Stored items
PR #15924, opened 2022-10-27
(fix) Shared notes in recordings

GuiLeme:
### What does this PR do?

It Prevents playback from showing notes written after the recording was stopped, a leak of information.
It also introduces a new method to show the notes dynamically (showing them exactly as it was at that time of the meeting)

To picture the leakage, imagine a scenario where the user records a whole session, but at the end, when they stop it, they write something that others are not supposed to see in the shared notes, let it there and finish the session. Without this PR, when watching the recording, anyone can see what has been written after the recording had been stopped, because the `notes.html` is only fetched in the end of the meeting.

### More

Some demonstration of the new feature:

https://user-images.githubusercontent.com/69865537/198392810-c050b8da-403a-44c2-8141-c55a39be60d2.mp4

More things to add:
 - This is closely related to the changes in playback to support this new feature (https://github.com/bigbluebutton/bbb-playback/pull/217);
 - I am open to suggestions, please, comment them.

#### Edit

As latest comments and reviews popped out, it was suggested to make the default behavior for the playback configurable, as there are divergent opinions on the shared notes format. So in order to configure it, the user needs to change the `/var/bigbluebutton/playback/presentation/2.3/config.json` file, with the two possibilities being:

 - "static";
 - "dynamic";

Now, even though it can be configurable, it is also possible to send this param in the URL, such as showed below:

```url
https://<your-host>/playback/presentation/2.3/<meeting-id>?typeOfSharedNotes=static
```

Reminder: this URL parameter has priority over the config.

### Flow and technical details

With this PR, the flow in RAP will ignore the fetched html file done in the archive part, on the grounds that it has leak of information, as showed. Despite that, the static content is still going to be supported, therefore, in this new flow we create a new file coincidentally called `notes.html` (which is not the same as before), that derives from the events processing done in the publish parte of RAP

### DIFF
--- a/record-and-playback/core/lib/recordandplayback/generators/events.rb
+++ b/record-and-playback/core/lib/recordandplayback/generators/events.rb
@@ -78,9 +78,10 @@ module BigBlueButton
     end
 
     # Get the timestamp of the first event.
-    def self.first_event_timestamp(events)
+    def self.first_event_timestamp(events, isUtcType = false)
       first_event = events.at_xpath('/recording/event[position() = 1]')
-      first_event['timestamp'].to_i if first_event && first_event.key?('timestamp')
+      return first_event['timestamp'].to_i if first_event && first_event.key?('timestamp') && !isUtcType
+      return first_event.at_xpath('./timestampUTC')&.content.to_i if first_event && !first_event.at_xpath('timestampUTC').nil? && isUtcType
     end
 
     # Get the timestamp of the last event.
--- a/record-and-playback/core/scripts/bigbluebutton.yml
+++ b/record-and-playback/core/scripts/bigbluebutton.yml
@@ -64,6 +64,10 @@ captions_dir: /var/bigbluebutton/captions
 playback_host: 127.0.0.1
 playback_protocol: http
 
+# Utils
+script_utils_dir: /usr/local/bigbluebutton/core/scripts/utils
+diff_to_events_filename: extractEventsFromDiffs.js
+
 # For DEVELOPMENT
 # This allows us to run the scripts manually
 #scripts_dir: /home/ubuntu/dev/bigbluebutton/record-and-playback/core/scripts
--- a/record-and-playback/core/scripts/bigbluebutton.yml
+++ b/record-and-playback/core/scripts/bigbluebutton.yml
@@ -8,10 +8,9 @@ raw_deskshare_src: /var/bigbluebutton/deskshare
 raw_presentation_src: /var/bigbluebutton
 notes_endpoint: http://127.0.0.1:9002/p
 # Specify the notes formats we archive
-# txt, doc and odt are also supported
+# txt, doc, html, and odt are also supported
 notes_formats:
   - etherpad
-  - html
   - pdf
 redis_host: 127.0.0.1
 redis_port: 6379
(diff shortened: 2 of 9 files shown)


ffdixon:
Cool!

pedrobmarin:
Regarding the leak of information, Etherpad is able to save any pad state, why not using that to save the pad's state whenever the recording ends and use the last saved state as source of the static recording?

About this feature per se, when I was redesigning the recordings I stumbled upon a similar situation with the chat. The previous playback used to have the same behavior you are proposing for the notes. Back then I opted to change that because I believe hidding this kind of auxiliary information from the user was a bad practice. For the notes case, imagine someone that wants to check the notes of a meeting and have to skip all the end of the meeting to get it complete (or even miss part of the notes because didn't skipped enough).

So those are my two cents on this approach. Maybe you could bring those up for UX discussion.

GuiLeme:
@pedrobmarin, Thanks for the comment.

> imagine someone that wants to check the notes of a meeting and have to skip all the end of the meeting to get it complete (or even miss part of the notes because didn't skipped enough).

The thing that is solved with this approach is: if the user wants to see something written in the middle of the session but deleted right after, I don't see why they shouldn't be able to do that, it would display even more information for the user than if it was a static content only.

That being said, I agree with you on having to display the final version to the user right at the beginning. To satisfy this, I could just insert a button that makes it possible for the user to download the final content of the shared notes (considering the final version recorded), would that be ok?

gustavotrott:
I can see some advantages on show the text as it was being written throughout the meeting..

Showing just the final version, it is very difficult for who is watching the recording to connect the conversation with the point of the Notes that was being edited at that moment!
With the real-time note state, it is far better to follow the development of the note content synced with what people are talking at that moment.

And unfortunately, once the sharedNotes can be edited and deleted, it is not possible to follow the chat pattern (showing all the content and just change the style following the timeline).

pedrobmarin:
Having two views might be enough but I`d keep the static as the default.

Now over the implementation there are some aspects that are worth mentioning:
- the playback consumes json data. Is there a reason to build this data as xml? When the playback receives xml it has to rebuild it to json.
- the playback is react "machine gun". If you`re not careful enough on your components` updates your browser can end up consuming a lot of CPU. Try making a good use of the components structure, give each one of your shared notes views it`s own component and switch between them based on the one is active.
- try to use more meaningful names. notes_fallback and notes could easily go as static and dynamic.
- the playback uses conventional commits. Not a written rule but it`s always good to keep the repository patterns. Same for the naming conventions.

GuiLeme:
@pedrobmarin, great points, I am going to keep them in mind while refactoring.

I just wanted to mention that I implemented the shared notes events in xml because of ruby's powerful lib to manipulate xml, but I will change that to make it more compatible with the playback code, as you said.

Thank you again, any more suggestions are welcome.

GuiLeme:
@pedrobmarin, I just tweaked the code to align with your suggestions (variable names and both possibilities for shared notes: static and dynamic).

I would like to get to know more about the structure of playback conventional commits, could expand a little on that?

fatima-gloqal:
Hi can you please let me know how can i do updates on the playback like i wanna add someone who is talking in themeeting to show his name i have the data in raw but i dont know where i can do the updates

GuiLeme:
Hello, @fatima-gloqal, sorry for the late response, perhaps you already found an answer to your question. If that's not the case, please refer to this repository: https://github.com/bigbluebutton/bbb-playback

**Your objective:** Begin at the line that has "### What does this PR do?" in the entries above; stop after the line that has "### Flow and technical details". Transcribe exactly those lines and no others.

**Exercise answer:**
### What does this PR do?

It Prevents playback from showing notes written after the recording was stopped, a leak of information.
It also introduces a new method to show the notes dynamically (showing them exactly as it was at that time of the meeting)

To picture the leakage, imagine a scenario where the user records a whole session, but at the end, when they stop it, they write something that others are not supposed to see in the shared notes, let it there and finish the session. Without this PR, when watching the recording, anyone can see what has been written after the recording had been stopped, because the `notes.html` is only fetched in the end of the meeting.

### More

Some demonstration of the new feature:

https://user-images.githubusercontent.com/69865537/198392810-c050b8da-403a-44c2-8141-c55a39be60d2.mp4

More things to add:
 - This is closely related to the changes in playback to support this new feature (https://github.com/bigbluebutton/bbb-playback/pull/217);
 - I am open to suggestions, please, comment them.

#### Edit

As latest comments and reviews popped out, it was suggested to make the default behavior for the playback configurable, as there are divergent opinions on the shared notes format. So in order to configure it, the user needs to change the `/var/bigbluebutton/playback/presentation/2.3/config.json` file, with the two possibilities being:

 - "static";
 - "dynamic";

Now, even though it can be configurable, it is also possible to send this param in the URL, such as showed below:

```url
https://<your-host>/playback/presentation/2.3/<meeting-id>?typeOfSharedNotes=static
```

Reminder: this URL parameter has priority over the config.

### Flow and technical details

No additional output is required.